**Task details**
Could you write out the lines below exactly, beginning with the first and finishing with the one that contains "If there is"?

== Exercise data ==

PR #1821, opened 2024-06-19
feat(utils): set stdin explicitly for command

zsoltkacsandi:
## Description

If there is no stdin set for the command, the standard library attempts to use the /dev/null device, which is not always available.

https://cs.opensource.google/go/go/+/refs/tags/go1.22.4:src/os/exec/exec.go;drc=f7f266c88598398dcf32b448bcea2100e1702630;l=506

## Type of Change

- [ ] Bug Fix
- [X] New Feature
- [ ] Breaking Change
- [ ] Refactor
- [ ] Documentation
- [ ] Other (please describe)

## Checklist

### DIFF
--- a/utils/command/command.go
+++ b/utils/command/command.go
@@ -57,7 +57,8 @@ func (c *Command) Start(ctx context.Context) (*State, error) {
 		cmd.Dir = c.WorkDir
 	}
 
-	var stdOut, stdErr bytes.Buffer
+	var stdIn, stdOut, stdErr bytes.Buffer
+	cmd.Stdin = &stdIn
 	cmd.Stdout = &stdOut
 	cmd.Stderr = &stdErr
 
@@ -65,6 +66,7 @@ func (c *Command) Start(ctx context.Context) (*State, error) {
 
 	return &State{
 		cmd:    cmd,
+		Stdin:  &stdIn,
 		StdOut: &stdOut,
 		StdErr: &stdErr,
 	}, err
@@ -76,6 +78,7 @@ func (c *Command) String() string {
 
 type State struct {
 	cmd    *exec.Cmd
+	Stdin  *bytes.Buffer
 	StdOut *bytes.Buffer
 	StdErr *bytes.Buffer
 }


utils/command/command.go
```diff
@@ -76,6 +78,7 @@ func (c *Command) String() string {
 
 type State struct {
 	cmd    *exec.Cmd
+	Stdin  *bytes.Buffer
```
ramizpolic, line 81: could be a bit counterintuitive since we dont use stdin anywhere from the state itself. `State` can serve for read/watch-only for now

zsoltkacsandi: I would agree if there was not a `(s *State) Kill()` function on the `State` struct, and that is for process manipulation.

I am totally fine with not exposing the stdin, but the abstraction that this package provides does not feel right to me.

The end user of this library cannot access the underlying `exec.Command` in any way (it is a private field of the `State` struct), so it hides all of the capabilities that the `exec.Command` provides. 

I see three options:
- not use this package at all where we need the options of exec.Command that this package does not expose
- refactor this package (including all the places where it is used)
- keep stdin "hidden", but that wouldn't solve the problem if any of the future users of this package tries to access the stdin of a process (which is a common use case)

zsoltkacsandi: Just one additional note for the above:

if you take a look at any of the methods on the `State` struct, it wraps the corresponding method of the underlying command, and does not do anything else.

Question if this abstraction provides any value.

ramizpolic: both `Kill()` and `Wait()` are lifecycle ops and do not really change the state of what the command is doing, while writing to `Stdin` can change the behaviour of the underlying command. 

From the abstraction level, it does provide value to _quickly_ and _explicitly_ spawn and handle commands. The reason why I suggested to keep stdin private is because we don't have commands that require input and we want to discourage having them as they would complicate the overall flow. I am aware that it can happen that we need stdin, but in most cases there are alternatives to using stdin (env, flags, etc). Plus, its difficult to test the flow when you have inputs to deal with.

zsoltkacsandi: > From the abstraction level, it does provide value to quickly and explicitly spawn and handle commands.

So does `os/exec.Command`:

```
cmd := exec.CommandContext(
  ctx, 
  args[0], 
  args[1:]
)
cmd.Env = env
cmd.Dir = workDir

cmd.Wait()

pid := cmd.ProcessState.Pid()
exited := cmd.ProcessState.Exited()
cmd.Process.Kill()
```

Versus `utils.command`:

```
cmd := command.Command{
	Cmd:     args[0],
	Args:    args[1:],
	Env:     env,
	WorkDir: workDir,
}
	
state, _ := cmd.Start(ctx)

commandState.Wait()

pid := state.Pid()
exited := state.Exited()
state.Kill()
```

It's pretty much the same amount line of code, and you have to provide the same arguments with exactly the same API.

> reason why I suggested to remove stdin from State is because we don't have commands that require input and we want to discourage having them as they would complicate the overall flow

As I said, I agree with that. What I wanted to point out is that there is a question that IMO needs to be answered: what is the purpose of this package, and that's why I proposed the three options above:

> not use this package at all where we need the options of exec.Command that this package does not expose

a, if it is to be used where we want to spawn commands and just observe them (in a read-only way, and only for that use case), it is fine, but we should communicate that clearly, because it may cause confusion among contributors

> refactor this package (including all the places where it is used)

b, if we want to provide a general and consistent way to run and handle external commands in VMClarity, then
  1, we need to expose the same API that the underlying command has or
  2, we shouldn't hide the underlying command

> keep stdin "hidden", but that wouldn't solve the problem if any of the future users of this package tries to access the stdin of a process (which is a common use case)

Setting the stdin internally because we now have one use case where it causes a problem (binary plugin handler) does not make sense in my opinion.

ramizpolic: > what is the purpose of the package?

To simplify working with commands that don't require sophisticated flow control. If the command requires more advanced control, it makes sense to fall back to native command package. We are not trying to replace it but simplify common ops. 

There is no need to overengineer utils package, it's opinionated by default. I share your concerns, but imo switching back to native command everywhere or refactoring/consolidating interface will take time and will provide very little value. We can expose the underlying command as it would address some of the points you mentioned, but I wouldn't pursue it further than that. Hope this clarifies it.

===

**Output for this exercise**
PR #1821, opened 2024-06-19
feat(utils): set stdin explicitly for command

zsoltkacsandi:
## Description

If there is no stdin set for the command, the standard library attempts to use the /dev/null device, which is not always available.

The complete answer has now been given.